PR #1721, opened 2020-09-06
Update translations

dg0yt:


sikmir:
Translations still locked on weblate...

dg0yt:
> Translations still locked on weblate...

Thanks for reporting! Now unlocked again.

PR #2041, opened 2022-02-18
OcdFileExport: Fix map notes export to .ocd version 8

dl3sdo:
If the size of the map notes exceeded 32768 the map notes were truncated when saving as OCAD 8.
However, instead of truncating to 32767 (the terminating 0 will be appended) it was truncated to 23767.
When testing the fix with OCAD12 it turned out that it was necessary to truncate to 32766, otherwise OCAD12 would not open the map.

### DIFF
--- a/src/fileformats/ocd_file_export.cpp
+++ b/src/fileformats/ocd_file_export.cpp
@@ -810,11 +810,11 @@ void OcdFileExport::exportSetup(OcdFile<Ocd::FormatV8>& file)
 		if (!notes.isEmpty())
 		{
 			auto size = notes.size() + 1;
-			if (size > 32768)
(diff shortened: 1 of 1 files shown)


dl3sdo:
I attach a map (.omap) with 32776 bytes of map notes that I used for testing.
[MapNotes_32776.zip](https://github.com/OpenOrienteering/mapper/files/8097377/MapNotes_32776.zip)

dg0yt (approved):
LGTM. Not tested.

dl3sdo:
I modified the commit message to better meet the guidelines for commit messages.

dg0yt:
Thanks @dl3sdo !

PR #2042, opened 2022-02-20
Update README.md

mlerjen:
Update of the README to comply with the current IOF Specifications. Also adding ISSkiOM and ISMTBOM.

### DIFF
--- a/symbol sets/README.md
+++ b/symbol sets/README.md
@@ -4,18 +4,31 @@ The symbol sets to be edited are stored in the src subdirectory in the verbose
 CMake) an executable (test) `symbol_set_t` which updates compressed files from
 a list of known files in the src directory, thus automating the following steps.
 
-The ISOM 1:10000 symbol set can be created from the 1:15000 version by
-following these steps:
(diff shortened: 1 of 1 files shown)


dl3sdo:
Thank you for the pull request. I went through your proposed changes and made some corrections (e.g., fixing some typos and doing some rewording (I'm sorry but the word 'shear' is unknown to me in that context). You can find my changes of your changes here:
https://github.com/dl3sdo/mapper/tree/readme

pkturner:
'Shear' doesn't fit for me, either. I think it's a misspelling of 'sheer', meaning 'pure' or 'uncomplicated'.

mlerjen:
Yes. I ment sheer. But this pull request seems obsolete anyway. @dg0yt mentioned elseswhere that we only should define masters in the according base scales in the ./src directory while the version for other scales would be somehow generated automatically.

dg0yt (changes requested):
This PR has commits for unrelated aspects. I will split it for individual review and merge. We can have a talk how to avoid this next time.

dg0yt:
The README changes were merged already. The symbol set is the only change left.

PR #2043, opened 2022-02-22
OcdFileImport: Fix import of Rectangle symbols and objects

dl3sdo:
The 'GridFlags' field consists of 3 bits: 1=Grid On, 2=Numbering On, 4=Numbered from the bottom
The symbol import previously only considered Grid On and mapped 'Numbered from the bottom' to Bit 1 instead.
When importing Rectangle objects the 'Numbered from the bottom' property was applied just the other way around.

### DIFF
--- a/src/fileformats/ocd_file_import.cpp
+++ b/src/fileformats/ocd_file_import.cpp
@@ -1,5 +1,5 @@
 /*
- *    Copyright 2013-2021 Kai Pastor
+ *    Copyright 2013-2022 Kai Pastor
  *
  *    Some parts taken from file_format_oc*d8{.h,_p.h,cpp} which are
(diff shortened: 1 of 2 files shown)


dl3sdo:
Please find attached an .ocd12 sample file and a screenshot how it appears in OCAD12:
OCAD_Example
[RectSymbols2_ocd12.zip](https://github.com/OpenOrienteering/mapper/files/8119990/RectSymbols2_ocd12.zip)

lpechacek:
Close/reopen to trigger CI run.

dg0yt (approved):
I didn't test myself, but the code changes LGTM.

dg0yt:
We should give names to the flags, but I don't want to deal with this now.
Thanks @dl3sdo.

• **YOUR INSTRUCTIONS**
Using the data above, return every line that contains the string "OpenOrienteering".

• **COMPLETED EXERCISE**
[MapNotes_32776.zip](https://github.com/OpenOrienteering/mapper/files/8097377/MapNotes_32776.zip)
[RectSymbols2_ocd12.zip](https://github.com/OpenOrienteering/mapper/files/8119990/RectSymbols2_ocd12.zip)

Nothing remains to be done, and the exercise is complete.